Su empresa tiene inmuebles y usted se está planteando escindirla, para traspasarlos a una nueva sociedad y que así queden a salvo de los vaivenes del negocio. Vea cómo conseguirlo con el mínimo coste fiscal.

 

ESCISIÓN PARCIAL

Traspaso de inmuebles. Si su empresa tiene varios inmuebles y desea aportarlos a otra sociedad, con la idea de ponerlos a salvo de la marcha del negocio (y así evitar que acaben en manos de sus acreedores si el negocio va mal), una buena alternativa es realizar una escisión parcial. En ese caso, los inmuebles se traspasarán a una nueva sociedad de la que usted también será el propietario, mientras que el resto del negocio continuará en su actual empresa.

Neutralidad. Los costes fiscales de dicha operación pueden ser muy elevados (tributación en el Impuesto sobre Sociedades por el aumento de valor de los inmuebles, plusvalía municipal, ITP o IVA, etc). No obstante, cumpliendo ciertos requisitos, es posible acogerse al régimen de neutralidad fiscal aplicable a las reestructuraciones empresariales, y evitar así dichos impuestos. En ese caso, los inmuebles adquiridos por la sociedad escindida mantienen el valor y la antigüedad que tenían inicialmente, difiriéndose la tributación hasta su transmisión posterior.

Requisitos

Rama de actividad. En primer lugar, es necesario que los inmuebles que se traspasen estén afectos a una actividad económica y conformen una rama de actividad capaz de funcionar por sí misma.Para ello, si se trata de inmuebles alquilados, es preciso que su empresa cuente con al menos un trabajador contratado a jornada completa para gestionar el alquiler y, además, que el número de inmuebles justifique la necesidad de contar con dicho empleado (en caso contrario, este régimen no será aplicable).
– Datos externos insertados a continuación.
PR #1251, opened 2022-09-16
Fixes NPE when checking code actions of file that begins with comment

mainej:
This fixes an NPE that is thrown when a client requests code actions but a zloc can't be found.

Motivos económicos válidos. Asimismo, es necesario que la escisión se realice por motivos económicos válidos, y que su finalidad no sea únicamente la obtención de una ventaja fiscal. En este sentido, se considerará que existen motivos económicos válidos:

  • Si se puede acreditar que un nuevo inversor desea invertir en el negocio y no quiere adquirirlo con inmuebles.
  • Si con la escisión se optimiza la gestión de los inmuebles, segregando medios materiales y humanos.
  • Si se concentran los inmuebles en una sola sociedad con el fin de dotarla de mayor solvencia, de modo que le sea más fácil acceder a fuentes de financiación para realizar nuevas adquisiciones.

 

ESCISIÓN TOTAL

Sin rama. No obstante, en muchos casos los inmuebles a traspasar no conforman una rama de actividad por sí mismos (por ser inmuebles utilizados en el negocio o por destinarse al alquiler pero sin contar con un empleado para ello). Pues bien, en esos casos todavía existe una posibilidad para aplicar el régimen de neutralidad fiscal: realizar una escisión total.

Dos sociedades. Con la escisión total su empresa desaparecerá, de forma que el negocio irá a parar a una sociedad y los inmuebles a otra. Pues bien, si los socios siguen manteniendo en ambas sociedades la misma participación que tenían en la entidad escindida, no será necesario que los patrimonios escindidos formen una rama de actividad para que el régimen de neutralidad sea aplicable.

 

En primer lugar, verifique si puede realizar una escisión parcial, para lo cual deberán existir motivos económicos y los inmuebles deberán conformar una rama de actividad. Si no constituyen una rama de actividad, opte por una escisión total.